Does anybody do spring cleaning anymore? I’m talking about the old-fashioned, strip-the-house-and-scrub-everything kind that my grandmother tortured the entire family with back in the thirties and forties.

Grandpa insisted that Grandma got a certain twinkle in her eye just before she announced spring cleaning. That’s why on this particular spring morning he woke me very early and said we were going fishing. While I rubbed the sleep from my eyes and struggled into my clothes, I heard Grandma and Grandpa talking in the kitchen. I couldn’t hear what they said, but a few minutes later Grandpa came into my bedroom and told me to go back to bed. We’d go fishing next week, he said. A few minutes later Grandma came in and told me to get dressed in a hurry. Today, she said, we’re doing spring cleaning.

For those of you who never went through an old-fashioned spring cleaning— or who have mercifully forgotten it— let me describe what that day was like.

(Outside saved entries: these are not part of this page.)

PR #60, opened 2019-08-27
fix(data import): add missing skip audit request parameter

Mohammer5:
I forgot to add the `skipAudit` value to the actual request.
Should be fixed with this PR

### DIFF
--- a/src/helpers/form.js
+++ b/src/helpers/form.js
@@ -10,6 +10,8 @@ import {
 } from '../components/Form'
 import { isValueNil } from '../helpers'
 
+const identity = value => value
+
 export function getField(name, fields) {
     return fields.filter(f => f.name === name)[0]
 }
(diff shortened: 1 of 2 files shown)


src/helpers/form.js
```diff
@@ -49,10 +49,12 @@ export function getFieldValue(field) {
 }
 
 export function getParamsFromFormState(state, list, append = []) {
-    const params = list.map(k => `${k}=${encodeURIComponent(state[k])}`)
+    const params = list.map(k =>
```
ismay: Maybe this is because one letter variables are also used elsewhere in the app, but just for readability a slightly more elaborate name is nice I think. Make it just that much easier to skim the code if the name is descriptive (unless it clutters it unnecessarily).

ismay: Same with the `v` vars below

Mohammer5: Replaced, please review this one

Mohammer5:
> To me it seems appropriate to have controls like these as switches, instead of radio buttons, for consistency (I believe that's what we do elsewhere right?).

@ismay and I have agreed that this is a separate PR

It started with the fastest breakfast I ever had. Usually Grandpa would have a second cup of coffee and read the paper at breakfast. On this particular morning Grandma whisked the dishes off the table the second the last spoonful of cereal was in our mouths. Grandpa didn’t even get a first cup of coffee and definitely no paper.

Then Grandma began issuing orders. It was like being in the army. The first job was to take all the furniture out of the house and set it in the yard. The kitchen table and chairs went first, followed by everything in the living room. Then we emptied the bedrooms. Some of the heavier pieces of furniture, like china cabinets and dresser drawers, remained in the house but were moved into a corner. At some point during this exodus, my aunt and uncle showed up along with some cousins. Everybody pitched in. The men all shared the same look my Grandpa had. I guess they had planned to go fishing, too.

The living room and bedrooms had full-size rugs on the floors. These got rolled up and hauled into the backyard, where they were unrolled and hung over the clothesline. Then Grandma came out with a carpet beater and handed it to one of the cousins.

“Beat them until no dust comes out,” she said to all of us, giving fair notice the job would be too big for any one kid. It occurs to me now that I haven’t seen a carpet beater in years. The thing looked like a giant fly swatter except the swatter part was made of twisted steel so it sort of resembled the gate in a wrought iron fence. With each whack a cloud of dust billowed from the rug, choking us and covering us with grime.

While we were beating the rugs, the women were on their hands and knees scrubbing the floors with evil-smelling soap and water. Later they scrubbed the bed frames and all the woodwork in every room. The house smelled like an institution. A clean institution.

When dust finally stopped coming from the giant rugs and Grandma accepted them as clean, she hauled us into the house and issued our next assignment. Each of us received a handful of what looked like pink modeling clay with a sweet, pleasant smell. It was wallpaper cleaner. You shaped the stuff into a ball and then rolled it across the wall. It picked up the grime and left the wallpaper clean. The cleaner itself was jet black by the time we finished.

Windows were next, inside and out with strong ammonia water. Our eyes turned red and stung from the smell. But the windows were crystal clear when we were done. All the wooden furniture got scrubbed with soap and water and then had to be waxed and polished.

By nightfall everything was back in the house, and there was a cleanliness that you could feel. Literally, you could feel it. And that was because back then spring cleaning was not complete until each member of the household had swallowed a spoonful of tonic, artfully dispensed by Grandma. I don’t know what the stuff was, but it tasted like the very thing we’d been cleaning off the walls. It did its job quickly, and after several trips to the bathroom, we were as clean as the house.

Spring cleaning has changed since then. The big reason, of course, is that houses don’t get as dirty as they did back then. Our stoves and furnaces burned coal or wood in those days, and there were no filters to trap dirt. Today everything is electric or natural gas. Carpets are nailed down now, and modern carpet cleaning is as scientifically dedicated as cancer research. Window cleaners work better and actually smell good.

And best of all, nobody has come at me with a spoon and a bottle of spring tonic in years.